Жаркие извивающиеся языки, как изголодавшийся дикий зверь, набросились на обшарпанные старые стены, слизывая паутину, связки засушенных растений, грязную ветошь, жадно впиваясь в растрескавшуюся темную древесину.
Кассэль, не смея пошевелиться, зачаровано смотрел, как обугливаются бревна, исчезая в бездонной огненной глотке, сгорают заживо летучие мыши, падая на пол вместе с тлеющими балками, как вспыхивает, словно масляный факел, тело колдуньи, превращаясь в искореженную черную мумию.

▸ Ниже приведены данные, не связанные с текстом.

Issue #90, opened 2017-01-04
version in setup.py is not aligned with git tags


mbukatov:
Version specified in `setup.py` file is `0.0.1`, while the latest git tag (and releases page provided for these tags by github) is `v1.1`.

## Details

```
$ grep version setup.py
    version="0.0.1",
$ git tag
v1.0
v1.1
```

## Related Upstream Guidelines

https://packaging.python.org/distributing/#choosing-a-versioning-scheme
https://packaging.python.org/single_source_version/#single-sourcing-the-version

mbukatov:
Release process is fixed since git tag [v1.2](https://github.com/Tendrl/commons/releases/tag/v1.2). Since we can't fix this issue for already published tags mentioned above (`v1.0`, `v1.1`) as it would break history of public git repository, I consider this issue fixed.

PR #100, opened 2017-01-10
Refactor and decouple commons from config/context etc

r0h4n:
- Remove redundant samples, code

tendrl-bug-id: Tendrl/commons#90


tendrl/commons/flows/base_flow.py
```diff
@@ -39,17 +38,10 @@ def __init__(
...
 
+        # Add etcd_client to parameters via child flows
         self.parameters.update({'log': []})
-        etcd_kwargs = {
-            'port': int(self.config.get("commons", "etcd_port")),
-            'host': self.config.get("commons", "etcd_connection")
-        }
-
-        self.etcd_client = etcd.Client(**etcd_kwargs)
-        self.parameters.update({'etcd_client': self.etcd_client})
```
shtripat: I remember we had done this for a specific reason where we needed etcd_client in further jobs created while import cluster flow on other nodes. How we are planning to achieve this now?

tendrl/commons/manager/rpc_job_process.py
```diff
@@ -3,26 +3,21 @@
...
-    def __init__(self, syncJobThread):
-        self.config = syncJobThread._manager._config
-        etcd_kwargs = {
-            'port': int(self.config.get("commons", "etcd_port")),
-            'host': self.config.get("commons", "etcd_connection")
-        }
-
-        self.client = etcd.Client(**etcd_kwargs)
-        self.syncJobThread = syncJobThread
+    def __init__(self, syncjobthread, etcd_client):
```
shtripat: Below, the creation code for EtcdRpc is not passing etcd_client to the constructor.

tendrl/commons/persistence/etcd_persister.py
```diff
@@ -1,14 +1,8 @@
-from tendrl.commons.etcdobj.etcdobj import Server as etcd_server
 from tendrl.commons.persistence.persister import Persister
 
 
 class EtcdPersister(Persister):
-    def __init(self, config):
-        super(EtcdPersister, self).__init__(config)
```
shtripat: I feel passing config was more flexible option and later if we node something more from config, we would have to change the signature of constructor again to pass additional data.

tendrl/commons/flows/base_flow.py
r0h4n: creating an etcd_client is costly (default creates a httpconnectionpool of 10), hence it is ideal that the rpc layer provides an instance of the etcd_client by appending it to parameters during flow invocation

tendrl/commons/manager/rpc_job_process.py
r0h4n: Ack, will fix

tendrl/commons/persistence/etcd_persister.py
r0h4n: The persister and its methods should be atomic in nature, eg: save_volume(volume) should only save the volume to etcd and disk.

The reason for not sending a config to a persister is to keep it sane and simple :)

tendrl/commons/persistence/etcd_persister.py
```diff
@@ -1,14 +1,8 @@
...
-    def get_store(self):
-        etcd_kwargs = {
-            'port': int(self._config.get("commons", "etcd_port")),
-            'host': self._config.get("commons", "etcd_connection")
-        }
-        return etcd_server(etcd_kwargs=etcd_kwargs)
+    def __init(self, etcd_client):
+        super(EtcdPersister, self).__init__()
+        # Child classes responsible to provide valid etcd client
+        self.etcd_client = etcd_client
```
r0h4n: This should also be injected by the child class, will remove

tendrl/commons/flows/base_flow.py
shtripat: ok

PR #109, opened 2017-01-16
Fixed issues related to etcd_server parameter

shtripat:
tendrl-bug-id: Tendrl/commons#114

### DIFF
--- a/tendrl/commons/flows/base_flow.py
+++ b/tendrl/commons/flows/base_flow.py
@@ -156,18 +156,19 @@ class BaseFlow(object):
         namespace = atom_name.split('.objects.')[0]
         object_name = atom_name.split('.objects.')[1].split('.atoms.')[0]
         atoms = self.definitions[namespace]['objects'][object_name]['atoms']
-        atom = atoms[atom_name.split('.')[-1]]
+        atom = atoms[atom_name.split('.')[-2]]
         return atom.get('name'), atom.get('enabled'), atom.get('help'), \
-            atom.get('inputs'), atom.get('outputs'), atom.get('uuid')
+            atom.get('inputs'), atom.get('outputs'), atom.get('uuid'), \
+            atom.get('run')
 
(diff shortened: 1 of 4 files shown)


tendrl/commons/flows/base_flow.py
```diff
@@ -156,18 +156,19 @@ def extract_atom_details(self, atom_name):
         namespace = atom_name.split('.objects.')[0]
         object_name = atom_name.split('.objects.')[1].split('.atoms.')[0]
         atoms = self.definitions[namespace]['objects'][object_name]['atoms']
-        atom = atoms[atom_name.split('.')[-1]]
+        atom = atoms[atom_name.split('.')[-2]]
```
anmolbabu: In https://github.com/anmolbabu/performance_monitoring/blob/bc6e351e2f268aaf1c18d770a3fcf367ad33fe2c/tendrl/performance_monitoring/manager/tendrl_definitions_performance_monitoring.py I didn't require this change as I changed my definition file itself to suit this. So in my definition file I changed the atom names under the objects to class names instead of file names because as per the split in above line it turns out to be looking for the last part of the module path which is the class name and I verified the change to be working.please suggest what is the decided/better approach so that we can make changes accordingly

shtripat: I am ok with anything. The point is we are mixing uppercase and lowercase a lot for object and atom names. I personally feel we should restrict to uppercase for only object names and keep atom names lowercase only and as in above fix we are actually getting the module name for the atom details to be loaded from definitions.
@r0h4n @brainfunked @nthomas-redhat comments?

r0h4n: Please check https://github.com/Tendrl/node-agent/pull/147 for final naming. The problem needs to be tackled at both the source code side and the Definitions side.

The above PR will clear the confusion, keep an eye

r0h4n:
PR not relevant any more

PR #115, opened 2017-01-17
- Adds flow utils for job status updates

r0h4n:
- Changes etcd_client to etcd_orm
- etcd client can be found at "etcd_orm.client"


tendrl/commons/flows/base_flow.py
```diff
@@ -54,17 +56,8 @@ def run(self):
         # TODO(rohan) make a func outta the below logging common code
         msg = "Processing pre-runs for flow: %s" % self.job['run']
         LOG.info(msg)
```
shtripat: Line no 67, 88, 100, 120 are setting the log messages but they are not written immediately to etcd. Why so?

PR #121, opened 2017-01-20
Fix issues in commons

nnDarshan:
This patch fixes some basic issues in commons


nnDarshan:

shtripat:
Isn't it same change which https://github.com/Tendrl/commons/pull/109 does?
@r0h4n can we get these kind of critical fixes in so that we don't keep sending same changes. Even I have a PR which duplicates few stuff from one of @nnDarshan PRs.

PR #127, opened 2017-01-23
- Fix wrong use of namespace package's __init__ ( cannot have code in…

r0h4n:
… root __init__ https://www.python.org/dev/peps/pep-0420/#rationale)

tendrl-bug-id: Tendrl/specifications#37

Обезумевшее пламя истошно ухнуло, взлетело вверх, обдав лицо нестерпимым жаром, и вот уже теплый белесый пепел тонкими хлопьями с сухим шелестом осыпается на голову и плечи сидящего посреди пепелища мужчины. Яркий ослепляющий свет затопил все пространство вокруг, заставив Касса поневоле зажмуриться.
— Kethavel, nin ore!* (Кесавель, сердце мое)*, - Касс вздрогнул, и упругий комок больно сдавил гортань, перекрыв доступ воздуха в легкие. В абсолютно белом поле, окружавшем его со всех сторон, голос Эории зазвучал, как дуновение ветра.
Она сидела перед ним, овеянная нимбом серебристого света, и точки-пылинки яркими поблескивающими искорками кружились над ее белокурой головой. Удивительная улыбка коснулась нежных губ женщины, озаряя ее лицо добротой и легкой грустью.
— Эория? — Касс протянул дрожащую руку, желая дотронуться до погибшей жены, но она, вдруг сложив ладошки лодочкой, поднесла их к лицу, легонько подула, и между ними загорелся мягкий золотистый свет.
— Береги его, — Эория раскрыла ладонь, передавая Кассу тонкий пылающий лепесток.
Умиротворяющая волна нежности прокатилось по всему тему Черного Ястреба, свернувшись в груди жарким пульсирующим клубком. И сердце вдруг замерло в сладком томлении, согретое теплотой хрупкого, испуганно трепещущего огонька и струящейся из него бесконечной любовью.